L’Algérie exporte deux cent mille tonnes de ciment vers l’Europe

ciment GICA
Du ciment algérien en Europe. D. R.

Le Groupe industriel des ciments d’Algérie (GICA) a annoncé, mercredi, l’exportation de 200 000 tonnes de ciment gris vers le marché européen.

Le ministère algérien de l’Industrie et des Mines a indiqué, dans un communiqué, que le contrat implique l’exportation de 200 000 tonnes de ciment vers les marchés européens. Il a souligné que le premier lot de 45 000 tonnes a été livré vers la fin du mois d’avril dernier. Il ressort du même communiqué que le Groupe des ciments a négocié l’exportation de quantités additionnelles de ciment (sans les préciser) vers des pays africains et européens. L’Algérie avait exporté du ciment pour la première fois, en décembre 2017, vers la Gambie. La quantité exportée était de 30 000 tonnes.
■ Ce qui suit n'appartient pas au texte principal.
PR #2792, opened 2026-06-02
[DeepSeek V4] initial bring up skeleton PR

gxd3:
[DS V4] initial bring up skeleton PR

Main change:
* add VllmDeepseekV4Fp8Config for "deepseek_v4_fp8" format, it dispatch to VllmMxfp4MoEMethod or VllmFp8MoEMethod base on expert dtype, it mirrors the behavior vLLM upstream's DeepseekV4FP8Config.

* Register pytorch based implementation for mHC ops.

* Added VllmDeepseekV4MLA, VllmDeepseekV4MLAAttention as empty pass-through skeleton.

TESTED=can start a vLLM server with DS V4 Flash: https://paste.googleplex.com/6479272792424448


tpu_inference/layers/common/quant_methods.py
```diff
@@ -18,3 +18,4 @@
 COMPRESSED_TENSORS = "compressed-tensors"
 FP8 = "fp8"
 NVFP4 = "modelopt_fp4"
+DSV4_FP8 = "deepseek_v4_fp8"
```
jrplatin, line 21: Why do we need a new quant method? The chkpt looks like default FP8?

Image

tpu_inference/layers/vllm/quantization/fp8.py
```diff
@@ -150,7 +150,11 @@ def process_weights_after_loading(self, layer: torch.nn.Module) -> None:
         weight = jnp.transpose(weight)
         delattr(layer, "weight")
 
-        weight_scale = t2j(layer.weight_scale_inv, use_dlpack=False)
+        weight_scale_inv = layer.weight_scale_inv
+        # Float8_e8m0fnu (ue8m0) scales cannot be converted via numpy in t2j.
+        if weight_scale_inv.dtype == torch.float8_e8m0fnu:
+            weight_scale_inv = weight_scale_inv.to(torch.float32)
```
jrplatin, line 157: I think this means the scales will be loaded in as FP32 obviously right? For now, I don't think this an issue because our kernels / quantization code expects/will convert to FP32 anyways, but this might not be optimal in the sense that your increasing the memory footprint by 4x for your scales

tpu_inference/layers/common/quant_methods.py
gxd3: `deepseek_v4_fp` is a new format,
vLLM upstream also has this: https://screenshot.googleplex.com/99JoGYQ3HnHTWHZ, https://screenshot.googleplex.com/AEnuSoAjkmaciyf

We just mirror it: dispatch to VllmMxfp4MoEMethod or VllmFp8MoEMethod base on expert dtype.

tpu_inference/layers/vllm/custom_ops/deepseek_v4_attention.py
```diff
@@ -0,0 +1,152 @@
...
+from vllm.v1.kv_cache_interface import KVCacheSpec, MLAAttentionSpec
+
+from tpu_inference.layers.vllm.backends.flash_attn_mla import \
+    PallasMLAttentionBackend
+from tpu_inference.logger import init_logger
+
+logger = init_logger(__name__)
+
+
+# TODO: implement VllmDeepseekV4MLAAttention.
```
jrplatin: Maybe raise a `NotImplementedError` or something of the equivalent?

tpu_inference/layers/vllm/custom_ops/deepseek_v4_attention.py
```diff
@@ -0,0 +1,152 @@
...
+            self,
+            q: torch.Tensor,  # [T, num_heads, head_dim]
+            kv: torch.Tensor,  # [T, 1, head_dim]
+            positions: torch.Tensor,
+            output: torch.Tensor,  # [T, num_heads, head_dim]
+    ) -> None:
+        return q
+
+
+# TODO: Implement VllmDeepseekV4MLA.
```
jrplatin: Same comment as above

tpu_inference/layers/vllm/custom_ops/fused_moe.py
```diff
@@ -53,5 +53,6 @@ def forward(
         self,
         hidden_states: torch.Tensor,
         router_logits: torch.Tensor,
+        input_ids: torch.Tensor | None = None,
```
jrplatin: Why is this change needed?

tpu_inference/layers/vllm/custom_ops/mhc.py
jrplatin, line 1: Is this code hooked up anywhere or just dead right now? If the former, then might be good to raise `NotImplementedErrors`

tpu_inference/layers/vllm/quantization/deepseek_v4_fp8.py
jrplatin, line 1: Can you help me understand why this is needed?

tpu_inference/models/vllm/vllm_model_wrapper.py
```diff
@@ -69,6 +70,83 @@
 logger = init_logger(__name__)
 
 
+@contextmanager
+def _maybe_patch_for_deepseek_v4(vllm_config: VllmConfig):
+    architectures = getattr(vllm_config.model_config.hf_config,
+                            "architectures", None) or []
+    is_ds_v4 = any("DeepseekV4ForCausalLM" in arch for arch in architectures)
+    if not is_ds_v4:
+        yield
```
jrplatin, line 99: Is this a typo or is the yield, return combo on purpose?

tpu_inference/models/vllm/vllm_model_wrapper.py
```diff
@@ -69,6 +70,83 @@
...
+    # DeepseekV4MLA is a plain nn.Module instantiated directly in
+    # amd/model.py (not CustomOp/register_oot hook).
+    # Swap the class symbol for the TPU subclass before the
+    # model is built.
+    from tpu_inference.layers.vllm.custom_ops.deepseek_v4_attention import \
+        patch_deepseek_v4_mla_cls
+    patch_deepseek_v4_mla_cls()
+
+    # DeepSeek-V4 builds CUDA streams (``torch.cuda.Stream``) at construction
+    # which is unavailable on TPU. Mock it to return None.
```
jrplatin, line 128: If we are using the AMD version of the code, why is this an issue?

tpu_inference/runner/kv_cache_manager.py
```diff
@@ -531,7 +540,8 @@ def get_kv_cache_spec(self):
         else:
             # Else propagate attention modules from compilation config.
             layers = get_layers_from_vllm_config(
-                self.runner.vllm_config, (Attention, MLAAttention, MambaBase))
+                self.runner.vllm_config,
```
jrplatin, line 550: Why is this change needed?

tpu_inference/runner/kv_cache_manager.py
```diff
@@ -573,6 +584,20 @@ def get_kv_cache_spec(self):
                         kv_cache_spec[layer_name] = spec
                     continue
 
+                cache_for_ds_v4 = isinstance(
```
jrplatin: Might be good to move this logic into `tpu_inference/runner/utils.py`

tpu_inference/runner/kv_cache_manager.py
```diff
@@ -824,18 +849,9 @@ def _allocate_mamba(c_shape=cache_shape,
                     # We should only init a new kv cache for the first layer in shared_by
                     # if duplicate_shared_layers is False.  Otherwise, if duplicate_shared_layers
                     # is True, we should init a new kv cache for each layer in shared_by
```
jrplatin, line 853: Why are you removing all of this logic? Maybe I am reading this wrong but it seems like the new logic isn't backwards compatible / equivalent to the old logic (fro DSv3)?

tpu_inference/layers/vllm/quantization/deepseek_v4_fp8.py
gxd3: this is same as above:

deepseek_v4_fp is a new format,
vLLM upstream also has this: https://screenshot.googleplex.com/99JoGYQ3HnHTWHZ, https://screenshot.googleplex.com/AEnuSoAjkmaciyf
We just mirror it: dispatch to VllmMxfp4MoEMethod or VllmFp8MoEMethod base on expert dtype.

tpu_inference/layers/vllm/custom_ops/deepseek_v4_attention.py
gxd3: Added log error for the "not implemented" status.

tpu_inference/layers/vllm/custom_ops/deepseek_v4_attention.py
gxd3: I want to be able to start the vLLM server (to expose failure if any), so i use pass-through for these new module.
But added log error for the "not implemented" status.

tpu_inference/layers/vllm/custom_ops/fused_moe.py
gxd3: this is needed for https://github.com/vllm-project/tpu-inference/pull/2800#pullrequestreview-4422272979.

Revert it here.

tpu_inference/runner/kv_cache_manager.py
gxd3: because we need to match against DeepseekV4IndexerCache, DeepseekV4SWACache, DeepseekV4MLAAttention, CompressorStateCache. As below.

tpu_inference/runner/kv_cache_manager.py
gxd3: I think the original code (line 833-835) is not actually needed for DS V3, it's just a small cleanup.
(We have E2E test for DS V3 in the buildkite, it verifies the DS V3 is not broken by this)

tpu_inference/models/vllm/vllm_model_wrapper.py
gxd3: it's intended,
basically it means: ""for the non-DS-V4 case, just run the block as-is and do nothing else.""

tpu_inference/models/vllm/vllm_model_wrapper.py
gxd3: without this, we'll hit error like: https://paste.googleplex.com/6473464587354112, this is needed.
(the amd model.py call cuda.Stream() also)

tpu_inference/runner/kv_cache_manager.py
gxd3: extracted this few line into a helper function put at the top of this file.

tpu_inference/layers/vllm/quantization/fp8.py
gxd3: Make sense, thanks for pointing it out!
(Will optimize it later after initial bringup)

tpu_inference/layers/vllm/custom_ops/mhc.py
gxd3: They are hooked already.
Added log error for the "not implemented" status.

tpu_inference/layers/vllm/custom_ops/deepseek_v4_attention.py
jrplatin: Sg!

tpu_inference/layers/vllm/quantization/deepseek_v4_fp8.py
```diff
@@ -0,0 +1,84 @@
...
+                return VllmFp8LinearMethod(self, linear_config)
+            case FusedMoE():
+                if is_layer_skipped(
+                        prefix=prefix,
+                        ignored_layers=self.ignored_layers,
+                        fused_mapping=self.packed_modules_mapping,
+                ):
+                    return VllmUnquantizedFusedMoEMethod(layer.moe_config)
+
+                if self.expert_dtype == "fp4":
```
jrplatin, line 76: Are there cases when the expert_dtype isn't fp4? Where is `expert_dtype` coming from?

tpu_inference/runner/kv_cache_manager.py
jrplatin: Ok I see, so `layer_spec.head_size` now respects the `head_size = text_config.kv_lora_rank + \ text_config.qk_rope_head_dim` logic, got it

tpu_inference/layers/vllm/quantization/deepseek_v4_fp8.py
gxd3: expert_dtype inherit from vLLM's DeepseekV4FP8Config base class:
https://screenshot.googleplex.com/AfGvRjpEKL8DboH

expert type can only be fp4 or fp8: https://screenshot.googleplex.com/7cMnwgjtpFhV4Zf

tpu_inference/layers/vllm/quantization/fp8.py
gxd3: Left a TODO for future optimization

jrplatin (approved):

sixiang-google (approved):

vanbasten23:
I wonder how you can check if the implementation is correct.

vanbasten23:
Suggest to add some tests.

vanbasten23 (approved):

Vers la fin du mois de mars dernier, le Groupe privé de ciment El-Hamel a annoncé l’exportation de 1 000 tonnes de ciment gris à travers le point de passage terrestre, à la frontière avec le Mali. Le Groupe industriel des ciments d’Algérie (GICA) a produit une quantité record de ciment en 2017. Elle a atteint 14 millions de tonnes contre 12,6 millions de tonnes en 2016, précise le communiqué du ministère.

L’Algérie produit actuellement près de 25 millions de tonnes de ciment gris et prévoit d’atteindre les 40 millions de tonnes en 2020, indique le même communiqué. L’économie algérienne dépend du pétrole et du gaz qui constituent près de 94% des ressources du pays en devises. Les autorités œuvrent, depuis des années, à renforcer le volume des exportations hors carburants.

R. E.

Comment (2)

    Anonyme
    5 mai 2018 - 7 h 57 min

    Aucun document officiel ne donne la définition des « matériaux locaux. C’est pourquoi certains architectes maîtres d’oeuvre de marchés publics, font pression sur les entreprises pour que les matériaux soient produits dans leur propre « douar d’origine » …….
    Depuis 1993, il existe une étude élaborée par l’université suédoise de Lund qui suggère que ce sujet soit examiné sur la base de critères de RENTABILITE, un concept à l’ordre du jour: Investissement et énergie nécessaires pour sa fabrication, accessibilité à la technologie employée et distance de transport.
    Cette étude dort depuis 35 ans dans les archives du CNERIB sans qu’aucun responsable n’ait encore eu l’idée de l’exploiter ……..
    A quand une définition des matériaux locaux incluse dans tous les Cahiers des charges ???????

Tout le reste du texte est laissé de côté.